_Data_
PR #395, opened 2026-08-04
Use irtt streaming mode (-s) for unbounded pinger sessions

### LINKED ISSUE #394: Leverage new irtt streaming mode (-s).
A new streaming mode has been introduced in irtt - see: 

https://github.com/heistp/irtt/issues/45#issuecomment-5150387413

@ooonea I wonder if you might have a shot at a PR that leverages this to replace the existing hack to make irtt work?

Here is the existing hack to make irtt work:

https://github.com/lynxthecat/cake-autorate/blob/73f171d54885b533d5cf2c06aab9677ee58d0088/cake-autorate.sh#L514

Hopefully now we can just pass the continuous output stream on directly:

https://github.com/lynxthecat/cake-autorate/blob/73f171d54885b533d5cf2c06aab9677ee58d0088/cake-autorate.sh#L584

And extract the data elements on the fly:

https://github.com/lynxthecat/cake-autorate/blob/73f171d54885b533d5cf2c06aab9677ee58d0088/cake-autorate.sh#L1457

I'd be grateful if you could follow as closely as possible the existing bash wrappers for ping, fping and tsping.

ooonea:
Closes #394 — and, per the review discussion, gawk is now gone entirely: one `irtt client -s -r --loose -i <interval>` per reflector, parsed in the main loop like every other pinger method.

The raw stream carries neither the reflector nor a wall-clock timestamp, all pingers share the one response fd, and `irtt client` takes exactly one host per session (irtt_client.go:284) with no flag to tag its output — so a per-reflector plain-bash helper prefixes those two fields onto each line and handles the respawn (a server-side max duration clamps the negotiated session and the client just exits; rate-limited to one relaunch per second on quick deaths).

Per-line gating, now in the extraction arm: numeric `rd`/`sd` via glob class checks (no `[[ =~ ]]` on the hot path). That one check drops NaN OWDs (no server timestamps), duplicates (dup=1 lines carry NaN OWDs by construction) and negative OWDs (client and server clocks out of step — which `to_us()` used to reject, and the interim transcoder let through). `ipdv` is legitimately NaN on the first reply of every session and on seqno wrap (heistp confirmed the wrap behavior in heistp/irtt#45), so it never gates a sample. ms→µs uses the same `printf %.3f` idiom as the fping arm.

`--loose`: without it, any server-imposed restriction (e.g. a public server's min send interval) kills the client pre-test at every respawn — `[ServerRestriction] server increased interval from 100ms to 1s`, exit 1, zero samples, silent spin. Reproduced both ways against `irtt server -i 1s`.

Removed: the gawk + time-extension dependencies, the `-d` session bound, the `WaitForPackets` match, the unit-suffix parsing, and `stdbuf` (raw lines come from Go's unbuffered stdout — the old `stdbuf -oL` never had an effect for the same reason). In raw mode irtt routes events/notices to stderr, so stdout carries only sample lines. `ping_prefix_string` now wraps the irtt client itself, as in the other arms (it used to wrap gawk; the popen'd irtt never carried the prefix).

Validation: the gawk checks are gone; a time-bounded probe of `irtt client -h` checks for streaming-mode support — `-s` only exists since irtt 0.9.2, and without the probe an older irtt would reject `-s` at every respawn while the daemon silently produces no samples (min-rate pinning). No pipe to grep (the help goes to stderr and exits 2, which pipefail would turn into a false failure); `read -t` bounds it so a never-exiting irtt can't hang startup.

`irtt_session_duration_m`: deprecated-and-ignored rather than dropped, since dropping the key would break existing config files that set it — happy to drop outright instead, your call from the issue.

Also worth noting from heistp/irtt#45: a 1-hour 1 ms-interval stream (3.6M round trips) shows no leak, RSS stable ~12.5 MB.

Tested on a loopback rig (real irtt 0.9.2 server, wrapper and parser blocks extracted verbatim from the file): 9-field lines end-to-end, µs values matching irtt's own rd/sd within rounding, first sample kept, dup/NaN/negative/short/long lines dropped, respawn paced ~1/s across server restarts, group kill leaves no orphans, stdout stays pure across a server bounce, capability gate passes on 0.9.2 / fails on older / fails-not-hangs on a stuck binary; shellcheck finding count identical to master. Hot-path cost measured over 1M iterations: extraction arm 5.8→20.8 µs/sample (the ms→µs conversion moved in — same class of work the fping arm already does), helper 9.6 µs/line in its own background process vs 4.2 for the gawk stage; at `-i 0.3s` × 6 pingers that is under 0.1% of a core either way. Net diff vs master: −5 lines.

### DIFF
--- a/cake-autorate.sh
+++ b/cake-autorate.sh
@@ -514,60 +514,40 @@ start_pinger()
 		irtt)
 			sleep_until_next_pinger_time_slot "${pinger}"
 
+			# The raw stream (-r) carries neither the reflector nor a wall-clock
+			# timestamp, and every pinger shares the one response fd, so a
+			# plain-bash helper prefixes both onto each line; the parsing itself
+			# lives with the other pinger methods in the main loop. A server-side
+			# max duration clamps the negotiated session and the client just
+			# exits, so the helper also respawns the client, rate-limited when
+			# the stream dies quickly (unreachable reflector, refused dial).
+			# --loose accepts server-restricted test parameters (e.g. a public
+			# server's min send interval): without it the client exits pre-test
+			# on any restriction and the respawn loop would spin forever
+			# producing zero samples.
+			local irtt_target=${reflectors[$pinger]}
+			[[ ${irtt_target} == *:* ]] && irtt_target="[${irtt_target}]"
+
 			# shellcheck disable=SC2155  # the subshell status (echo $!) is intentionally unused
 			local pinger_pid=$( (
 				set -m
-				${ping_prefix_string} gawk -v extra_args="${ping_extra_args}" -v interval_s="${reflector_ping_interval_s}" -v duration_m="${irtt_session_duration_m}" -v reflector="${reflectors[$pinger]}" -f <(cat <<-'EOT'
-				@load "time"
-
-				function to_us(val, mult)
 				{
-					# Test bare /s$/ LAST: "5µs" and "5ns" also end in "s", so an
-					# earlier /s$/ branch would swallow them (mult=1000000) and the
-					# µs/ns branches would be unreachable -> sub-ms OWDs inflated 10^6x.
-					mult = (val ~ /ms$/) ? 1000    : \
-						   (val ~ /µs$/) ? 1       : \
-						   (val ~ /ns$/) ? 0.001   : \
-						   (val ~ /s$/)  ? 1000000 : -1
+					while :
+					do
+						session_start_s=${SECONDS}
 
-					if (val ~ /^-/ || mult < 0) return -1
-					return sprintf("%.0f", val * mult)
-				}
+						${ping_prefix_string} irtt client -s -r --loose ${ping_extra_args} -i "${reflector_ping_interval_s}s" "${irtt_target}" |
+							while read -r irtt_line
+							do
+								printf '%s %s %s\n' "${EPOCHREALTIME/.}" "${reflectors[$pinger]}" "${irtt_line}"
+							done
 
-				BEGIN {
-					FS = "[= ]+"
-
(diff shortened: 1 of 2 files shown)


lynxthecat:
But since irtt now outputs a stream like ping, tsping and fping, can't we forego gawk altogether and do what we do with ping, tsping and fping?

Why can't we do something much simpler like:

```
		fping)
			${ping_prefix_string} fping ${ping_extra_args} --timestamp --loop --period "${reflector_ping_interval_ms}" --interval "${ping_response_interval_ms}" --timeout 10000 "${reflectors[@]:0:${no_pingers}}" 2> /dev/null >&"${main_fd}" &
			pinger_pids[0]=${!}
			proc_pids['fping_pinger']=${pinger_pids[0]}
```

I'd like to dispense with gawk assuming it is no longer necessary and bring irtt in line with the ping, fping and tsping implementations.

ooonea:
Done — gawk is gone entirely; the extraction arm now parses the raw stream like ping/tsping/fping (glob class checks, ms→µs via the same `printf %.3f` idiom as the fping arm). PR body updated to match.

One wrinkle kept me from dropping the helper process too: the raw lines carry neither the reflector nor a timestamp, all pingers share the one response fd, and `irtt client` takes exactly one host per session (irtt_client.go:284) with no flag to tag its output — so a per-reflector plain-bash loop still prefixes those two fields and handles the respawn. Plain bash, no gawk, no time extension.

Testing against a real 0.9.2 server surfaced two fixes now included: `--loose` (without it a server restriction, e.g. a public server's min send interval, kills the client pre-test at every respawn — silent zero-sample spin), and the glob gate rejecting negative `rd`/`sd` (unsynced clocks), which `to_us()` used to drop but the interim transcoder let through.

Hot-path numbers are in the PR body; short version: under 0.1% of a core either way at `-i 0.3s` × 6 pingers, and the diff vs master is now −5 lines with no non-ping dependency left on the irtt path.

PR #397, opened 2026-08-13
README: fix the broken star history chart

Dessalines39394:
The star history chart in the Stargazers section is currently broken: the service it relied on can no longer fetch stargazer data, so the chart fails to render. This updates the README to use a working replacement that serves the chart from the same domain, restoring the section without the need for an API token. Please consider merging so the project keeps its Stargazers chart in good shape.

### DIFF
--- a/README.md
+++ b/README.md
@@ -211,4 +211,4 @@ sensors are created but never receive data.
 
 ## :stars: Stargazers <a name="stargazers"></a>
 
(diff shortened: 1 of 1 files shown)


lynxthecat:
Thanks - even if you are a bot.

Dessalines39394:
You are welcome, thank you for fixing the URL

lynxthecat:
Out of curiosity, are you a real person? What's your motivation for fixing all these URLs in GitHub repositories?

Dessalines39394:
I am, though I relied on scripts and regexes to get the list of repositories and apply necessary changes. Someone had to do it so I did it

PR #399, opened 2026-08-14
Keep shaper state consistent with tc success

ooonea:
## Summary

- commit an internal shaper rate only after the corresponding `tc qdisc change` succeeds
- derive packet-delay compensation from rates known to be installed in both directions
- propagate `tc` failures, leave failed changes pending for retry, and fail initial setup before starting the monitor
- add focused fake-`tc` regressions for success, failure, retry, mixed-direction failure, and startup failure

## Root cause

`set_shaper_rate()` updated `last_shaper_rate_kbps` and all derived compensation values regardless of the exit status from `tc`. A failed qdisc change therefore made the controller believe the requested rate was active even though the kernel still used the previous rate.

_Task directions_
Taking the listing above as the source, transcribe only the lines starting at the line with "the parsing itself" and going through the line with "parameters (e.g. a public", unaltered and with both ends included.

_Output for this exercise_
+			# plain-bash helper prefixes both onto each line; the parsing itself
+			# lives with the other pinger methods in the main loop. A server-side
+			# max duration clamps the negotiated session and the client just
+			# exits, so the helper also respawns the client, rate-limited when
+			# the stream dies quickly (unreachable reflector, refused dial).
+			# --loose accepts server-restricted test parameters (e.g. a public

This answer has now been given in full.